* **Work to complete**
Give the count of lines in the entries that include "crates", and write nothing besides it.

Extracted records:
PR #645, opened 2026-07-06
fix(ruvllm): detect tied word embeddings for Llama 3.2 in candle backend

ohdearquant:
## Problem

Llama 3.2 1B/3B tie the output projection to the input embeddings — the checkpoint ships **no separate `lm_head.weight` tensor**. The candle backend hardcoded `tie_word_embeddings: false`, so loading a Llama 3.2 checkpoint fails on the missing `lm_head.weight`.

## Fix

Detect the tie from tensor presence instead of hardcoding:

```rust
let tie_word_embeddings = !vb.contains_tensor("lm_head.weight");
```

Models that ship an explicit `lm_head.weight` are unaffected (detected as untied, same as before); Llama 3.2 1B/3B now load correctly.

## Scope

6 lines, `candle_backend.rs` only, behind the `candle` feature. No new dependencies.

## Verification

`cargo check -p ruvllm --features candle` passes clean (candle-transformers 0.9.2).

🤖 Generated with [Claude Code](https://claude.com/claude-code)

### DIFF
--- a/crates/ruvllm/src/backends/candle_backend.rs
+++ b/crates/ruvllm/src/backends/candle_backend.rs
@@ -886,6 +886,10 @@ mod candle_impl {
                     LoadedModelInner::Mistral(model)
                 }
                 ModelArchitecture::Llama => {
+                    // Llama 3.2 1B/3B tie the output projection to the input
+                    // embeddings (no lm_head.weight tensor in the checkpoint);
+                    // detect from tensor presence instead of hardcoding.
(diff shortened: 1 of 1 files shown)


ruvnet:
Thanks for tracking this down — verified the fix against candle-transformers' tied-embedding semantics and it correctly resolves Llama 3.2 1B/3B (and other tied checkpoints) without regressing untied models. Merging.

* **Output**
2